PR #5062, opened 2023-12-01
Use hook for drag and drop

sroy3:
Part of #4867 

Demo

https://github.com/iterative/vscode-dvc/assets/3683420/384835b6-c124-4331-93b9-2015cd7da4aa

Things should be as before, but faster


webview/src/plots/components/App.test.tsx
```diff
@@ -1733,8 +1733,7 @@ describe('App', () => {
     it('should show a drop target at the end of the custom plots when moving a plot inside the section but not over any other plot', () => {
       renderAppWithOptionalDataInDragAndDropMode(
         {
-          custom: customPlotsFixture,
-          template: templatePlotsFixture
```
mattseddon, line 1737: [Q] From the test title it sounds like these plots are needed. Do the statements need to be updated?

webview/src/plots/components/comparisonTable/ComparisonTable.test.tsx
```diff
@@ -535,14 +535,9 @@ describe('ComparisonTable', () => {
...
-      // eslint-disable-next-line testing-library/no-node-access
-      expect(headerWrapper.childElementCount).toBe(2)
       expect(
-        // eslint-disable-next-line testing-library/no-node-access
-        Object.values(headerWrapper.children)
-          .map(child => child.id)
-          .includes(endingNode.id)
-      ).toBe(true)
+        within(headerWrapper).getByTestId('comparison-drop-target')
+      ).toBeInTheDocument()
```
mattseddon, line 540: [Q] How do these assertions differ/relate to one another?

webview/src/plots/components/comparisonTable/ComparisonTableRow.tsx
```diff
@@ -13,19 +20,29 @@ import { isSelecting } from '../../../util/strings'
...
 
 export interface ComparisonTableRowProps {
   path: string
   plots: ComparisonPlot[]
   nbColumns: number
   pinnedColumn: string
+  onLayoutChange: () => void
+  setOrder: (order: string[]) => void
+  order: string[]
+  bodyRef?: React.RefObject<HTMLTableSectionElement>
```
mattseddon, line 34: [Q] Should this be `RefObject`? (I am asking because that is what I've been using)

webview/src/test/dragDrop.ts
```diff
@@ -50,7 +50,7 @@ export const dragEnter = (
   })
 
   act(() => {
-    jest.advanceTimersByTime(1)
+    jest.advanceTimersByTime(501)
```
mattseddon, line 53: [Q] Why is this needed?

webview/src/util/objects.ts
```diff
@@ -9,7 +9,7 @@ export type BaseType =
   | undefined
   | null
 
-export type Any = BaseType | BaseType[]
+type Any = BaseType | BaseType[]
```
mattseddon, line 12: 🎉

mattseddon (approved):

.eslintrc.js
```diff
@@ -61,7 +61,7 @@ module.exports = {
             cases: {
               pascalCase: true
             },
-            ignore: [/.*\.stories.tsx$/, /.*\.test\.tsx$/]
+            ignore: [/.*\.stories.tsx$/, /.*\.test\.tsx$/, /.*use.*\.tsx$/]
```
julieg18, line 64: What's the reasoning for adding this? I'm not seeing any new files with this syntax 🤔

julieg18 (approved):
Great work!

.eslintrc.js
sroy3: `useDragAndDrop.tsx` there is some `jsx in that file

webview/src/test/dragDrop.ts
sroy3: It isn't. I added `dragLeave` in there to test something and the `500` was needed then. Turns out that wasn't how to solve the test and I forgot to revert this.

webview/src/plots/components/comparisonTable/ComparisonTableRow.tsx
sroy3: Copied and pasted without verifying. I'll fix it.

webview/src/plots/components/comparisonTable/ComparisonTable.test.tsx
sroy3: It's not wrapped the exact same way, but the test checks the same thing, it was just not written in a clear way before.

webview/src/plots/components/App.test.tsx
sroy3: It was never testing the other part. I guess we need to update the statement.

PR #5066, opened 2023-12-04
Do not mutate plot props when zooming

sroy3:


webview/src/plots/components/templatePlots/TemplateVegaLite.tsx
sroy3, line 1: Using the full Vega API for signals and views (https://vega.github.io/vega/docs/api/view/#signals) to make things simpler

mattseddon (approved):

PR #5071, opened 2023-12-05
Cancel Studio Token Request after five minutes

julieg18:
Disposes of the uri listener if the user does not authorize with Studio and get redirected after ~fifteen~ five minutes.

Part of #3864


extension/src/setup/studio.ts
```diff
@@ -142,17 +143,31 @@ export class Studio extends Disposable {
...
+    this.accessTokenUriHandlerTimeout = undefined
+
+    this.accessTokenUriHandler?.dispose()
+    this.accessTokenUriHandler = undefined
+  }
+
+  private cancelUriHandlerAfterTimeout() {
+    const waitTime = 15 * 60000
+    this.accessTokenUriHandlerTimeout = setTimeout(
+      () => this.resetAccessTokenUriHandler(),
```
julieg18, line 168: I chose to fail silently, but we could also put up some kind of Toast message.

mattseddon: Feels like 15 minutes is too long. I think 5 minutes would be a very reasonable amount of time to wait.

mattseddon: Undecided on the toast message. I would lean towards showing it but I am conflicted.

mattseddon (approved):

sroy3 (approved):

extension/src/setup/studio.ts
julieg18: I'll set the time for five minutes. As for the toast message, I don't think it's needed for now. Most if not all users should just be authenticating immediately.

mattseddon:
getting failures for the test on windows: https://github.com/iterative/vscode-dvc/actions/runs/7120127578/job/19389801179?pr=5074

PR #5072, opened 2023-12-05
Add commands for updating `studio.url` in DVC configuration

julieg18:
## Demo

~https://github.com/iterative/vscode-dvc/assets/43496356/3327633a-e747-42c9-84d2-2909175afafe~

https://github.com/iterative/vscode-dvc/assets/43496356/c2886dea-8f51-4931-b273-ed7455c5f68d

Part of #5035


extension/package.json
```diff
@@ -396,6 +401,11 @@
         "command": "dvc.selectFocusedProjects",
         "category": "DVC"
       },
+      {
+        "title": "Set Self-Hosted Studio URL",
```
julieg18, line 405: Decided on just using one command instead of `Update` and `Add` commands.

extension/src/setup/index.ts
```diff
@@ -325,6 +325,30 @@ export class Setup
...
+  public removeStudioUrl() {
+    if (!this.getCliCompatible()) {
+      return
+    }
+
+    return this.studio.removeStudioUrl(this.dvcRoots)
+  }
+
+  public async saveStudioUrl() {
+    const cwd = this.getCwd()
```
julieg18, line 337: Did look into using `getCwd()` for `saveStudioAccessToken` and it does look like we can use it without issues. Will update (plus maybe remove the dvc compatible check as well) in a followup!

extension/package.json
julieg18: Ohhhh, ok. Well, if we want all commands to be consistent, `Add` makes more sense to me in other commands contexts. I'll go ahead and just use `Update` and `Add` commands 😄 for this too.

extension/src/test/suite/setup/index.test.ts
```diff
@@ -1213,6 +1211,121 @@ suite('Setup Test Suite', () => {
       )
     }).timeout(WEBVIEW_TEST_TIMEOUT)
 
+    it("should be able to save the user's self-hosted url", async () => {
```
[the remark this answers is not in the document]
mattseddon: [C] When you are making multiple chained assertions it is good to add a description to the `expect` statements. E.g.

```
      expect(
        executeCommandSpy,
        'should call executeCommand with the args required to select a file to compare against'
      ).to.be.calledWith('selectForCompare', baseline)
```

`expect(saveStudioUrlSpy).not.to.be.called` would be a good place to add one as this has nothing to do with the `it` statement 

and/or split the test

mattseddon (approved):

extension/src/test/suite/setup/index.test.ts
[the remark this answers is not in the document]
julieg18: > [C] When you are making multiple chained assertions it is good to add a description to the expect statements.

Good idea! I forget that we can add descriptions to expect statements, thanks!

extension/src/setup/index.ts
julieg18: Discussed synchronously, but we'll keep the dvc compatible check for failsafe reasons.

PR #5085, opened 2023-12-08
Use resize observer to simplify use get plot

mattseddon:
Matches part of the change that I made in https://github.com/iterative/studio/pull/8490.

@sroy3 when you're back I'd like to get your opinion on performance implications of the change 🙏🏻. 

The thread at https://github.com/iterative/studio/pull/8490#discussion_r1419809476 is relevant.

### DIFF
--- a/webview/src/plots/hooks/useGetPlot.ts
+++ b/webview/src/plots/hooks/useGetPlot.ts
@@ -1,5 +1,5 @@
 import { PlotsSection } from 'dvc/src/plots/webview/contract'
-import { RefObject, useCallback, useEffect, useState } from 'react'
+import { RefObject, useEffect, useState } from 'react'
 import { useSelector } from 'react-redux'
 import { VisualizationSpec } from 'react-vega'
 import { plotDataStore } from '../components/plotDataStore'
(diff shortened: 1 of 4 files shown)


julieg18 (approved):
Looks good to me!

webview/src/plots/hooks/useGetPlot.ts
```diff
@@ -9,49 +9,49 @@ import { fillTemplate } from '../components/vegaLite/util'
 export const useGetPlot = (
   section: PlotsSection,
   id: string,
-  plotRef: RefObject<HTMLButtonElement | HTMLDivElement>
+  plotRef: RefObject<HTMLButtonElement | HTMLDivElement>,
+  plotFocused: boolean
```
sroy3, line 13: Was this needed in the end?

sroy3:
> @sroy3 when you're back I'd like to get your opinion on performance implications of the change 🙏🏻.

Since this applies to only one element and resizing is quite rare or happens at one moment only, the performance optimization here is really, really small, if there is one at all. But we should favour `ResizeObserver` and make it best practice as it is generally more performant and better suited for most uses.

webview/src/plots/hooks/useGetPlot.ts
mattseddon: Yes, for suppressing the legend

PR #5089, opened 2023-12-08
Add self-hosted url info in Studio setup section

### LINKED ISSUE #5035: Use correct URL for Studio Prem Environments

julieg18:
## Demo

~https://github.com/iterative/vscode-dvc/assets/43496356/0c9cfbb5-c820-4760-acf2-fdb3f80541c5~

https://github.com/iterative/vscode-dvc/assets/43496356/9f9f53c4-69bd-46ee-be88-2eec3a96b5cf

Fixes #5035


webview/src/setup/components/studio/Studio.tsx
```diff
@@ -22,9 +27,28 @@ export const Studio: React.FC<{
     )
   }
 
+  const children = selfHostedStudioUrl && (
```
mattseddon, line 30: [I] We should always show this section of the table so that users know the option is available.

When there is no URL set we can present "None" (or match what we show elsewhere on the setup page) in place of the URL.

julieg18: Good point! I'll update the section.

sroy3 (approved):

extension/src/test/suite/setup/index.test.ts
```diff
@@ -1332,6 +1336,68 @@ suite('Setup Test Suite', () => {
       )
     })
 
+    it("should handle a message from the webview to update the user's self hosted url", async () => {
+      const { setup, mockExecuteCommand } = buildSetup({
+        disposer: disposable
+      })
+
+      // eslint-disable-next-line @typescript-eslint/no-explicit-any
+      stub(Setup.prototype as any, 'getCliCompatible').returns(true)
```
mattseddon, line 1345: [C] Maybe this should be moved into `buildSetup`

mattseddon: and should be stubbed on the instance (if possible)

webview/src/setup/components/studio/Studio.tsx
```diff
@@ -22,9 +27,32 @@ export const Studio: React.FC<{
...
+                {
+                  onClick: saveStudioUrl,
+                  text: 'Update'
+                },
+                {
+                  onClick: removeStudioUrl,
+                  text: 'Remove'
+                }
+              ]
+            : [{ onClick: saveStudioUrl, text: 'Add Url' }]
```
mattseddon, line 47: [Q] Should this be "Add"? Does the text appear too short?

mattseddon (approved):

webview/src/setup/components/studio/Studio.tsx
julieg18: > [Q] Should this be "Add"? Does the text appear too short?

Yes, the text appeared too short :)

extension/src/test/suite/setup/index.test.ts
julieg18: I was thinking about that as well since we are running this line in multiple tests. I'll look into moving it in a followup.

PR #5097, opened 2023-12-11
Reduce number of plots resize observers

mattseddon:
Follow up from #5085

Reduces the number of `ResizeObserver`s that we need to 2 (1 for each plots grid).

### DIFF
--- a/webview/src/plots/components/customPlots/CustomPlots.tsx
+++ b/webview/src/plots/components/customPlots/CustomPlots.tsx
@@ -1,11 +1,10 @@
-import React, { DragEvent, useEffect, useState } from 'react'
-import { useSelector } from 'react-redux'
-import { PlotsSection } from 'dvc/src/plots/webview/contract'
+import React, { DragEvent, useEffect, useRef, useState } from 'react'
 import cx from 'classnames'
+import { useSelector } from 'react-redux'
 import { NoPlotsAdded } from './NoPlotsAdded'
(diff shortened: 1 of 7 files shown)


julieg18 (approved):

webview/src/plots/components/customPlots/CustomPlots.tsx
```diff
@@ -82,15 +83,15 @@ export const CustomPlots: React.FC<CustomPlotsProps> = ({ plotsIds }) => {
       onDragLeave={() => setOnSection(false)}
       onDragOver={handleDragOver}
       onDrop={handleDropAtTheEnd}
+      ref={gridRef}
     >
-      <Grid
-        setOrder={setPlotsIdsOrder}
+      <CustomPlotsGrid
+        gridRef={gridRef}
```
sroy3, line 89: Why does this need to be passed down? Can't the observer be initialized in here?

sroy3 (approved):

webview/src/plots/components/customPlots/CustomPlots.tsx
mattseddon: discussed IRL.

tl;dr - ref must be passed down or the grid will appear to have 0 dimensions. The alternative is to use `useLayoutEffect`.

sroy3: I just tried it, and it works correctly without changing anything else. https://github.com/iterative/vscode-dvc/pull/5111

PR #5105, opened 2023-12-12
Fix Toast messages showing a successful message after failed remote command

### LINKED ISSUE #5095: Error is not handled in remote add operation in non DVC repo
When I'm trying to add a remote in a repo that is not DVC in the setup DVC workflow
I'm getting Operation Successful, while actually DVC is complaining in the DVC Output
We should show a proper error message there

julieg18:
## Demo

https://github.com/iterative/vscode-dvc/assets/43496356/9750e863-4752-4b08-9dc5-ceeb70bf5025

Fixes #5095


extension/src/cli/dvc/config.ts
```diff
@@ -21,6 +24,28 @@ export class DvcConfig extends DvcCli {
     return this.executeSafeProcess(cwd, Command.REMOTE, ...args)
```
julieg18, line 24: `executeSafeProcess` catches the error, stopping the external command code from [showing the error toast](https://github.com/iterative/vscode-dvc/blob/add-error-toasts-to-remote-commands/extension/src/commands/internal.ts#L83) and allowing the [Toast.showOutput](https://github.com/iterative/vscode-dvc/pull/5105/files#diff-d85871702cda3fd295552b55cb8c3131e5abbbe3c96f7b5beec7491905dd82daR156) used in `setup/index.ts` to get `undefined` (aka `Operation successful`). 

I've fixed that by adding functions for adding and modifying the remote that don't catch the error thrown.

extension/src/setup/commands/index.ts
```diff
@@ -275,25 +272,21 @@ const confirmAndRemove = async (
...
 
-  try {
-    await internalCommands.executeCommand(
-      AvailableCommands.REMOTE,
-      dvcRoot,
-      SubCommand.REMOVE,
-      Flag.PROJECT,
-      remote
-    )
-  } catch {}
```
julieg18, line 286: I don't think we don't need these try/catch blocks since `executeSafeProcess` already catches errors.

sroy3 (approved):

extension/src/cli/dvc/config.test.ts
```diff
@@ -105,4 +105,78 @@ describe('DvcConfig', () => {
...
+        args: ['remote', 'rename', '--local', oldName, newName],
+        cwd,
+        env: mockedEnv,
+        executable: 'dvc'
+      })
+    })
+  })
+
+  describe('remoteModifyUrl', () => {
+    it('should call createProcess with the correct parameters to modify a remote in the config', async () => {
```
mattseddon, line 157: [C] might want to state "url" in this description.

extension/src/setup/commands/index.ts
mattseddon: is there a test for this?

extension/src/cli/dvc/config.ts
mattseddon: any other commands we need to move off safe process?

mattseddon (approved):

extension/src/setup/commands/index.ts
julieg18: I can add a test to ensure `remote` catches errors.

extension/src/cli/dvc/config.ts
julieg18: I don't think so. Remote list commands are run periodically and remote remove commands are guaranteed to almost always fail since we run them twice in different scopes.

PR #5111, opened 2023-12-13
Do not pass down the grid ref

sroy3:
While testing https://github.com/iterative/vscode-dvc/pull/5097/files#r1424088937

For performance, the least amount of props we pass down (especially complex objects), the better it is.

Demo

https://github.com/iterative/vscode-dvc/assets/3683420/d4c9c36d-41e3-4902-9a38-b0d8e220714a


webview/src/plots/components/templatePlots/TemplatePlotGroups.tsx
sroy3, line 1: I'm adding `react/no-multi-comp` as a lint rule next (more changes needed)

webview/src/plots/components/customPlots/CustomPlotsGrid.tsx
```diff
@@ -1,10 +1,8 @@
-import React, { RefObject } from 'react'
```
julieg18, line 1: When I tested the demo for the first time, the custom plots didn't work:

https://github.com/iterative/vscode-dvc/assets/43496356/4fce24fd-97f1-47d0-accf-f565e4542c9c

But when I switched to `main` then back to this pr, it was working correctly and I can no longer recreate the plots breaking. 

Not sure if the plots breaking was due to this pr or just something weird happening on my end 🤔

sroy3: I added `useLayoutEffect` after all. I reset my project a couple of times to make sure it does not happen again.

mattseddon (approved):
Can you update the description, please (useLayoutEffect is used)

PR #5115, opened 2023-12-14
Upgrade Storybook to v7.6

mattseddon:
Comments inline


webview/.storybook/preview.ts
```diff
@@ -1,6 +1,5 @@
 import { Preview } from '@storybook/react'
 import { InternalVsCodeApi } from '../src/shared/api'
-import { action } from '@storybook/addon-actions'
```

Action item: From the data above, copy each line where the string "hooks" appears.

Answer for this exercise:
--- a/webview/src/plots/hooks/useGetPlot.ts
+++ b/webview/src/plots/hooks/useGetPlot.ts
webview/src/plots/hooks/useGetPlot.ts
webview/src/plots/hooks/useGetPlot.ts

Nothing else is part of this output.